Kroniche Housnkuh, „Kronacher Hasenkuh“ (lepus vocco cranagensis); die Hasenkuh ist kein Fabelwesen aus Hase und Kuh, wie man auf den ersten Eindruck vermuten möchte, sondern die Bezeichnung für einen weiblichen Hasen. Die Bürger Kronachs tragen seit der Zeit des 30-jährigen Krieges den Spitz-namen „Kroniche Housnküh“. Grund dafür ist eine Begebenheit, die sich während einer Bela-gerung durch die Schweden zugetragen haben soll. Da Kronach trotz zahlreicher Bestürmungen nicht einzunehmen war, versuchten die feindlichen Truppen durch eine längere Belagerung die Stadtbevölkerung auszuhungern und so die Kronacher zur Übergabe ihrer Stadt zu bewegen. Die Schweden raubten die umliegenden Ortschaften aus, stahlen das Getreide und gruben auch die vom Hasslachberg zur Stadt laufende Wasserleitung ab.
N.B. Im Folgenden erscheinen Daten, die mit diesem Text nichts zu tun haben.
PR #67, opened 2018-05-03
Add tables_map_path to crystalball.yml

EPecherkin:
I'll create a PR in another project to show how do I use it


lib/crystalball/predictor.rb
```diff
@@ -3,18 +3,20 @@
 module Crystalball
   # Class to predict test failures with given execution map and sources diff
   class Predictor
-    attr_reader :map, :from, :to, :prediction_strategies
+    attr_reader :map, :from, :to, :prediction_strategies, :configuration
```
pluff: why do we need this? Configuration is for runner, not for base predictor

lib/crystalball/rspec/runner/configuration.rb
```diff
@@ -7,9 +7,10 @@ module RSpec
     class Runner
       # Class for storing local runner configuration
       class Configuration
-        def initialize(config = {})
+        def initialize(config = {}) # rubocop:disable Metrics/MethodLength
           @values = {
-            'map_path' => 'tmp/execution_maps',
+            'execution_map_path' => 'tmp/execution_map.yml',
+            'tables_map_path' => 'tmp/tables_map.yml',
```
pluff: I don't think we need default values here since this tables_map file is optional to one strategy only

spec/fixtures/crystalball.yml
```diff
@@ -1,5 +1,7 @@
-# Custom path to your maps folder. Default: `tmp/execution_maps`
-map_path: 'execution_map.yml'
+# Custom path to your execution map. Can be file or folder. Default: `tmp/execution_map.yml`
+execution_map_path: 'execution_map.yml'
+# Custom path to your tables map. Default: `tmp/tables_map.yml`
```
pluff: Please mention a strategy which uses this value

jaimerson: Also remember to update here if you remove the default

jaimerson (approved):
Looks good, just address Pavel's comments

spec/rspec/runner/configuration_spec.rb
```diff
@@ -27,15 +27,16 @@
...
         'repo_path' => 'test',
         'predictor_class_name' => 'MyPredictor',
         'requires' => ['test.rb'],
         'diff_from' => 'HEAD~3',
         'diff_to' => 'HEAD',
         'map_expiration_period' => 1,
         'runner_class_name' => 'MyRunner',
-        'custom' => 42
+        'custom' => 42,
+        'tables_map_path' => 'tables_map.yml'
```
pluff: no need to add this since `custom` check checks it all. There is no logic related to `tables_map_path` at all.

pluff (dismissed):

features/fixtures/simple_app/crystalball.yml
```diff
@@ -1,5 +1,7 @@
-# Custom path to your maps folder. Default: `tmp/execution_maps`
-map_path: 'execution_map.yml'
+# Custom path to your execution map. Can be file or folder. Default: `tmp/execution_map.yml`
+execution_map_path: 'execution_map.yml'
+# Custom path to your tables map. Used by 'Crystalball::Rails::Predictor::ModifiedSchema'
+tables_map_path: 'tables_map.yml'
```
pluff: where it is used? Why it should be here?

pluff (approved):

lib/crystalball/rspec/prediction_builder.rb
```diff
@@ -39,8 +39,17 @@ def repo
...
+      # def base_predictor
+      #   @base_predictor ||= Crystalball::Predictor.new(execution_map, repo, from: config['diff_from'], to: config['diff_to']) do |p|
+      #     p.use Crystalball::Predictor::ModifiedExecutionPaths.new
+      #     p.use Crystalball::Predictor::ModifiedSpecs.new
+      #   end
+      # end
+      #
       def base_predictor
-        @base_predictor ||= config['predictor_class'].new(map, repo, from: config['diff_from'], to: config['diff_to'])
+        raise NotImplementedError, 'Configure `prediction_builder_class_name` in `crystalball.yml`'
```
jaimerson: Isn't it an Argument Error in this case?

jaimerson (approved):

lib/crystalball/rspec/prediction_builder.rb
EPecherkin: No, it is not implemented. Because users have to implement this method in an ancestor

pluff: Its too easy to break something by dropping part of required params to predictor. This makes Crystalball literally dependable on user implementation. Consider creating `predictor` method as an extension point
E.g.
```
def predictor
  raise NotImplementedError unless block_given?
  @predictor ||= Crystalball::Predictor.new(map, repo, from: config['diff_from'], to: config['diff_to'], &block)
end
```
so you can use it as 
```
def predictor
  super do |p|
    p.use MyStrategy.new(config['my_param'])
  end
end
```

P.S. yeah lets get rid of `base_` prefix

lib/crystalball/rspec/runner/configuration.rb
```diff
@@ -1,18 +1,16 @@
...
       # Class for storing local runner configuration
       class Configuration
         def initialize(config = {})
           @values = {
-            'map_path' => 'tmp/execution_maps',
+            'execution_map_path' => 'tmp/execution_map.yml',
             'map_expiration_period' => 86_400,
             'repo_path' => Dir.pwd,
-            'predictor_class_name' => 'Crystalball::SimplePredictor',
+            'prediction_builder_class_name' => nil,
```
pluff: ~simple predictor~simple prediction builder is actually a good idea to provide something out of the box

lib/crystalball/rspec/runner/configuration.rb
```diff
@@ -35,11 +33,13 @@ def [](key)
 
         private
 
-        def predictor_class
-          @predictor_class ||= begin
+        def prediction_builder_class
+          return nil unless self['prediction_builder_class_name']
```
pluff: It will be `no method "new" on nil` or smth

pluff (changes requested):

lib/crystalball/rails/tables_map_generator.rb
```diff
@@ -67,14 +67,20 @@ def repo
...
-          next if descendant == ActiveRecord::Base || table_name.nil?
+          next if table_name.nil?
 
           map[table_name] = object_sources_detector.detect([descendant])
         end
       end
 
+      def table_name_of(model)
+        model.table_name
+      rescue NoMethodError # Some inner classes catched here
```
pluff: are you sure its better than `model.table_name if model.respond_to?(:table_name)`

EPecherkin: Yeah, too sad but I'm sure

pluff (changes requested):
please add a feature for has_and_belongs_to_many edge case + ensure that a feature for regular model declaration exists

pluff:
Also in future please try to use separate PRs for small changes. E.g. parser strategy fix can be in separate PR, config extension point can be in separate PR, renames can be in separate PR

features/fixtures/simple_app/db/schema.rb
```diff
@@ -12,7 +12,7 @@
     t.index "name"
   end
 
-  create_table "dummies", id: :serial, force: :cascade
+  create_table "model2s", id: :serial, force: :cascade
 
   add_foreign_key "model1s", "dummies", column: "dummy_id"
```
pluff: where is the new habtm table? Where is a feature for it?

pluff (changes requested):

features/modified_schema/change_spec.rb
```diff
@@ -12,8 +12,16 @@
...
 
   it 'adds mapped examples to a prediction list' do
-    change schema_path
+    change schema_path, File.read(fixtures_path.join('schema', 'model_table_changed.rb'))
 
     expect(forecast).to include(*model1_examples)
+    expect(forecast).not_to include('./spec/models/model2_spec.rb[1:1:1]')
+  end
+
+  it 'wirtes a warning for table with no model files' do
```
pluff: typo

README.md
```diff
@@ -175,6 +175,10 @@ Mostly usable for shared_contexts and shared_examples.
 Checks for modified db schema in rails application. You need to specify a path to a file with tables map generated by `TablesMapGenerator`. It checks schema diff to see which models are affected by modified tables and which specs are affected by this models.
 `predictor.use Crystalball::Rails::Predictor::ModifiedSchema.new(tables_map_path: './tables_map.yml')`
 
+#### Warning
+
+You may meet a warning like "WARNING: there are no model files for changing table ...". Usually, such tables are leftovers or a relation table for `has-and-belongs-to-many` associations. For the first case - nothing to worry about. For the second case - it means you want to change the default relation table. We would recommend you to create a model for such table. It may improve prediction for future.
```
pluff: `changed table`

pluff (approved):

PR #69, opened 2018-05-04
Update gem authors

pluff:
We have to fetch repository remotes in case we are loading the map generated on commit which is not present in local working tree (e.g. generated on CI with fresh codebase)


jaimerson (approved):
Please update the description to also describe the changes in repo fetch, so we can easily search for changes in prediction builder later

EPecherkin (approved):

PR #78, opened 2018-05-29
Allow parser strategy to be extended

jaimerson:
This PR is intended to allow extension of parser strategy with custom post processors.

### DIFF
--- a/crystalball.gemspec
+++ b/crystalball.gemspec
@@ -43,7 +43,7 @@ Gem::Specification.new do |spec|
   spec.add_development_dependency 'pry-byebug'
   spec.add_development_dependency "rake", "~> 10.0"
   spec.add_development_dependency "rspec", "~> 3.0"
-  spec.add_development_dependency 'rubocop'
+  spec.add_development_dependency 'rubocop', ">= 0.56"
   spec.add_development_dependency 'rubocop-rspec'
   spec.add_development_dependency 'simplecov'
   spec.add_development_dependency 'sqlite3'
--- a/lib/crystalball.rb
+++ b/lib/crystalball.rb
@@ -16,7 +16,6 @@ require 'crystalball/map_generator/configuration'
 require 'crystalball/map_generator/coverage_strategy'
 require 'crystalball/map_generator/allocated_objects_strategy'
 require 'crystalball/map_generator/described_class_strategy'
-require 'crystalball/map_generator/parser_strategy'
 require 'crystalball/map_storage/yaml_storage'
 require 'crystalball/version'
 
--- a/lib/crystalball.rb
+++ b/lib/crystalball.rb
@@ -16,6 +16,7 @@ require 'crystalball/map_generator/configuration'
 require 'crystalball/map_generator/coverage_strategy'
 require 'crystalball/map_generator/allocated_objects_strategy'
 require 'crystalball/map_generator/described_class_strategy'
+require 'crystalball/map_generator/parser_strategy'
 require 'crystalball/map_storage/yaml_storage'
 require 'crystalball/version'
 
--- a/lib/crystalball/map_generator/parser_strategy.rb
+++ b/lib/crystalball/map_generator/parser_strategy.rb
@@ -11,8 +11,10 @@ module Crystalball
       include BaseStrategy
       include Helpers::PathFilter
 
+      attr_reader :const_definition_paths
+
       def initialize(root = Dir.pwd, pattern:)
-        @root_path = Pathname(root).realpath.to_s
+        @root_path = Pathname.new(root).realpath.to_s
         @processor = Processor.new
         @const_definition_paths = {}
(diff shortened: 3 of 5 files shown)


lib/crystalball/map_generator/parser_strategy.rb
```diff
@@ -35,15 +37,24 @@ def call(case_map, *_args)
         case_map.each do |path|
           next unless path.end_with?('.rb')
           consts = processor.consts_interacted_with_in(path)
-          used = const_definition_paths.select { |k, _| consts.include?(k) }.values
-          paths.push(*used.flatten)
+          used = definition_paths_for_constants(consts)
+          process(consts, paths)
+          paths.push(*used)
```
pluff: almost entire block body can be moved to `process` method. Also `process` is a poor name. 
```ruby
def used_files(used_consts)
  const_definition_paths.select { |k, _| Array(used_consts).include?(k) }.values.flatten
end

case_map.each do |path||
  next unless path.end_with?('.rb')
  used_consts = processor.consts_interacted_with_in(path)
  paths.push(*used_files(used_consts).flatten)
end
```
Then you can extends `used_files` if you want
```ruby
def used_files(used_consts)
  super + my_handling
end
```

lib/crystalball/rails/helpers/base_schema_parser.rb
```diff
@@ -19,7 +19,7 @@ def initialize
         private
 
         # Store info about call in hash. First argument of method call used as a key
-        def method_missing(method_name, *args, &block) # rubocop:disable Style/MethodMissingSuper
+        def method_missing(method_name, *args, &block) # rubocop:disable Style/MethodMissing
```
pluff: no need to have it at all. It was disabled

pluff (changes requested):

lib/crystalball.rb
```diff
@@ -16,6 +16,7 @@
 require 'crystalball/map_generator/coverage_strategy'
 require 'crystalball/map_generator/allocated_objects_strategy'
 require 'crystalball/map_generator/described_class_strategy'
+require 'crystalball/map_generator/parser_strategy'
```
jaimerson: Bad idea to require it by default, it would make `parser` a required dependency.

EPecherkin (commented):
I have no special notes here. Just fix Pavel's notes and I will review new code and approve it

lib/crystalball/map_generator/parser_strategy.rb
```diff
@@ -11,8 +11,10 @@ class ParserStrategy
       include BaseStrategy
       include Helpers::PathFilter
 
+      attr_reader :const_definition_paths
+
       def initialize(root = Dir.pwd, pattern:)
-        @root_path = Pathname(root).realpath.to_s
+        @root_path = Pathname.new(root).realpath.to_s
```
EPecherkin, line 17: What is the difference?

lib/crystalball/map_generator/parser_strategy.rb
```diff
@@ -21,6 +23,7 @@ def initialize(root = Dir.pwd, pattern:)
       def after_register
         files_to_inspect.each do |path|
           processor.consts_defined_in(path).each do |const|
+            yield const, path if block_given?
```
EPecherkin: do you still need it?

lib/crystalball/map_generator/parser_strategy.rb
jaimerson: None practical, but it makes stubbing [easier]( https://github.com/toptal/crystalball/blob/30f642db156cdc3e8c872bda6e25ce5c4bee1681/spec/map_generator/parser_strategy_spec.rb#L22).

lib/crystalball/map_generator/parser_strategy.rb
jaimerson: Not right now, I guess I'll just remove it.

crystalball.gemspec
```diff
@@ -43,7 +43,7 @@ Gem::Specification.new do |spec|
   spec.add_development_dependency 'pry-byebug'
   spec.add_development_dependency "rake", "~> 10.0"
   spec.add_development_dependency "rspec", "~> 3.0"
-  spec.add_development_dependency 'rubocop'
+  spec.add_development_dependency 'rubocop', "~> 0.56"
```
pluff: why should we add it? Lets be state-of-the-art always :)

pluff (approved):

EPecherkin (approved):

crystalball.gemspec
jaimerson: I can change it to `>=`, because since we have `MethodMissingSuper` config, which is only available after https://github.com/rubocop-hq/rubocop/pull/5811, there will be warnings and inconsistent behavior on CI/locally

PR #81, opened 2018-06-01
Flag the strategy used to predict files in case map

jaimerson:
This will allow us to select only the specs that were inferred
by individual strategies at prediction time. That way we can choose
between faster predictions with lower precision or thorough ones.

### Example case map
```yaml
"./spec/class1_spec.rb[1:1:1]":
  coverage_strategy:
  - spec/support/shared_examples/module1.rb
  - lib/module1.rb
  - lib/class1.rb
  allocated_objects_strategy:
  - lib/class1.rb
  - lib/class1_reopen.rb
  - lib/module1.rb
  described_class_strategy:
  - lib/class1.rb
  - lib/class1_reopen.rb
  - lib/module1.rb
  parser_strategy:
  - lib/module1.rb
```

### DIFF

Diese Belagerungsmaßnahmen führten zu einer äußerst kritischen Versorgungslage und großer Hungersnot in der Stadt. Angesichts dieser aussichtslosen Situation griffen die Kronacher zu einer List. Sie ließen das letzte in der Stadt noch vorhandene Tier, eine alte Hasenkuh, auf der Stadtmauer herumhoppeln. Als die Schweden sahen, dass die Kronacher es sich noch immer leisten können, Tiere frei laufen zu lassen, gaben sie die Belagerung auf und zogen mit Schande ab. So konnte die Stadt mit einer Kriegslist gerettet werden. Die Kronacher Bürger jedoch nennt man seit dieser Zeit nur noch die „Kroniche Housnküh“.